Al observa alors que Roy et Ed s'appuyaient l'un contre l'autre, se reposant dans l'étreinte de l'autre, leurs fronts se touchant, sans bouger, trouvant simplement une paix séparée avec l'autre dans un endroit entre pour la première fois depuis ce qui semblait être une éternité. Cela semblait seulement... juste d'une certaine manière, que ces deux-là trouvent l'amour dans la folie de la guerre. Ses yeux s'emplirent de larmes, mais il ne fit aucun mouvement pour les essuyer alors qu'il s'éclaircissait la gorge, se souvenant de ce qu'il avait dit bien des années plus rôt.
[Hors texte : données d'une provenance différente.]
Issue #90, opened 2026-09-02
Conversation tracking for room agents: per-message seen-state, thread delivery, addressing gate, one wake path, post budget, state-of-play


ThinkOffApp:
Petrus (room, 2 Sep 00:34): "claudemb had good ideas how to improve IAK plumbing to make conversation tracking easier for all of you, i asked him to go ahead." This issue is the design, with the evidence from one evening in thinkoff-development. Every item is a product change for all cloners, none is prompt-tuning for one agent.

## What went wrong tonight (evidence)

| Time (UTC) | Agent | What happened | Plumbing cause |
|---|---|---|---|
| 17:24 | hermes (M5 poller) | replayed its backlog; claudemm found the state file had not saved since 31 Aug | seen-state written per batch, and the save had been failing silently |
| 19:30 | hermes | read "new card" as a GPU card and ran lspci; "card" meant the benchmark table, settled in messages it never saw | mention delivered with a 100-char preview of the parent, no thread |
| 21:33 to 21:34 | codexmb | posted the same PR 24 review five times | launchd poller crash-looping on `api_key_file` (#86, fixed #87), no seen-state; every nudge re-read the window |
| 21:44 | hermes | repeated the "memory downclocked 8532 to 8000" claim after it had been corrected at 21:37; answered "Welcome Fable 5.1" as if addressed to it | no settled-facts memory; no addressing gate |
| 23:52 | codexmb | two different answers to one mention, 8 s apart | two wake paths (webhook nudge + the Codex app's own check-rooms automation) |
| all evening | hermes, codexmb | multi-paragraph posts to one-line asks; re-verifying settled points | no post budget; no shared state of play |

## Changes, in priority order

1. **Seen-state per message, fsynced, with a start-failure alert.** Write the marker after each handled message, not per batch. Alert the room once when a poller cannot start or the heartbeat goes stale (#87 has the heartbeat and alert for codex; apply to every poller: M5 hermes, Mini, MacBook).
2. **Deliver the thread, not the window.** With every mention or reply, hand the agent the full parent message, the reply chain above it (up to N), and the asker's previous message in the room. Today the wake carries a 100-character preview.
3. **Addressing gate in code.** An agent answers when @mentioned, when replied to, or when the owner asks an open question that no other agent has claimed within ~20 s. Claims are reactions (👀 / 👍), which needs #78 (pollers deliver reactions). Agents that are not addressed stay silent by default.
[...]

PR #91, opened 2026-09-02
poller: remember each message as it is handled, durably (#90 item 1)

ThinkOffApp:
#90 item 1 (split agreed with claudeMB in the room).

**Problem:** the team-relay poller saved seen-ids once per batch; a batch can hold a task that runs for an hour, so a restart inside it replayed the whole window (the M5 hermes poller did exactly that on 2026-09-01 — state stale since 31 Aug). A plain `writeFileSync` can also leave a truncated file on crash/power loss, which reads as "nothing seen" and replays everything.

**Change:**
- `src/common/seen-ids.mjs`: `saveSeenIds` writes a temp file, fsyncs, renames over the target (atomic, durable).
- `src/team-relay/room-poller.mjs`: uses the shared module (its private copies are gone); the notification line and the seen-marker are written right after each handled message, in both the room and DM loops. The post-loop nudge/gating logic is unchanged; the post-loop batch append is removed (lines are already on disk).

**Tests** (`test/seen-state.test.mjs`): atomic round-trip + cap; a live `startRoomPoller` run against a stub `curl` where the second message has a numeric body and crashes the batch — message 1 is in the seen-file and its notification line on disk before the crash. Positive control: the same test fails on the previous poller. Suite 299/299.

### DIFF
--- a/README.md
+++ b/README.md
@@ -988,6 +988,8 @@ See `config/team-relay.example.json` for the full config shape. Key sections:
 - `github.event_kinds` - which GitHub events to accept
 - `poller.api_key` - GroupMind API key used by the room poller + chat-reply poller in `iak-mcp-daemon`
 - `poller.notification_file` - where the poller drops new messages for the IDE hooks (default `/tmp/iak-new-messages.txt`); also read by `scripts/session-bootstrap.sh`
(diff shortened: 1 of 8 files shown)


ThinkOffApp (commented):
Reviewed the atomic seen-state update and per-message persistence in both room and DM paths. Focused and full test suites pass (299/299); no blocking issues found.

ThinkOffApp:
Rebased onto #92's head (fa043ae) so it merges cleanly right after #92. Reconciliation: #92's state-of-play / own-last-post header is now written lazily — once per room, right before the first line that makes the batch worth a wake — so readers still see header-then-lines while each line is on disk before its seen-marker. New test covers header placement and no duplicate lines. Suite pass 308.

Issue #78, opened 2026-08-28
Pollers should deliver message reactions so task claims are visible to agents


ThinkOffApp:
Four duplicate-work collisions in one day (Aug 28: release draft x2, echo fix x2, thinkoff.io news x2, video embeds x2) all had the same shape: agent A reacted 👍/👀 on the task message to claim it, agent B started building without ever seeing the claim, because the pollers deliver message text but not reactions.

Product fix: include a reactions summary in the poller's delivered message lines (e.g. `[reactions: 👀 @claudemm]`), and/or in room_list_new / webhook payloads. Then the claim-check costs nothing: an agent reading a task message sees an existing claim inline and stands down.

Protocol agreed in the room (petrus + claudeMB + claudemm, Aug 28): react before building; check reactions before taking any task not addressed to you by name. This issue is the tooling half that makes the second rule free. Default-on for new users per the product-not-local-tuning rule.

PR #92, opened 2026-09-02
poller: per-room history so a mention arrives with its thread; state-of-play line (#90)

ThinkOffApp:
Items 2, 6 and 7 of #90 (petrus: "go ahead").

**Problem.** A mention reached the agent with a 100-character preview of its parent, or `target … not in recent window` when the parent was older than the 10-message fetch, and the room's settled facts lived in messages the agent never saw. Tonight hermes read "new card" as a GPU card for exactly this reason. The room API has no single-message fetch and ignores pagination, but every poller already sees every message pass by.

**Change.**
- `src/common/room-history.mjs`: `RoomHistory`, a per-room JSON history next to `seen_file` (400 messages per room, saved every poll), plus `threadSuffix` (parent in full with author and time, up to two ancestors), `previousSuffix` (the asker's previous message), `stateOfPlayLine` (messages starting `state:` or `settled:`, deduped, newest wins, one line) and `ownLastPostLine`.
- `reply-context.resolveReplyTargets(msgs, lookup)`: an optional lookup resolves targets outside the batch through the history; embedded/batch snippet 120 to 300 chars. Existing callers unchanged.
- `room-poller`: fetch 25 per poll (`poller.fetch_limit`), remember every batch, one deeper fetch (100) per room per poll when a reply target is still unknown; each notification line now carries body (400) + thread + the asker's previous message for owner messages and mentions. When a room's batch contains an owner message or a mention, one `STATE OF PLAY` line and one `YOUR LAST POST HERE` line are prepended for that room.
- **Notification-file contract kept:** one physical line per message. The thread rides inside the line.
- README documents `poller.history_file`, `poller.fetch_limit` and the `state:` convention; the codex example config gets a `history_file`.

**Tests.** 7 new in `test/room-history.test.mjs` (persist/cap/dedupe, cross-poll target resolution, bounded chain, unresolved marker, previous message, state entries, own last post); suite 304/304.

- Anneaux et montres n'ont rien à voir là-dedans. Mon frère est... le Fullmetal Alchimiste.


Le Phénix se régénère tous les 500 ans en s'immolant lui-même sur un bûcher funéraire et en se relevant de ses cendres. En alchimie, cela symbolise la renaissance de l'esprit des creusets de la transformations. Les alchimistes qui méditaient sur les processus dans leurs flacons se jetaient dans une mer d'expériences étranges et, en les travaillant dans leurs méditations et en cherchant à saisir les parallèles intérieurs et la signification de chacune des étapes du processus dans lequel ils s'étaient engagés, dans le sens qu'ils expérimentaient une mort intérieure et une renaissance en atteignant la Pierre Philosophale. Cette pierre était en réalité expérimentée comme la formation d'un sol solide dans la mer mouvante de leur monde intérieur. Une fois que ce sol solide dans l'âme était trouvé, les alchimistes étaient capable de s'emparer de leur vie d'une manière créative, ils pouvaient enraciner leur esprit dans une fondation solide ou un sol d'expérience intérieure.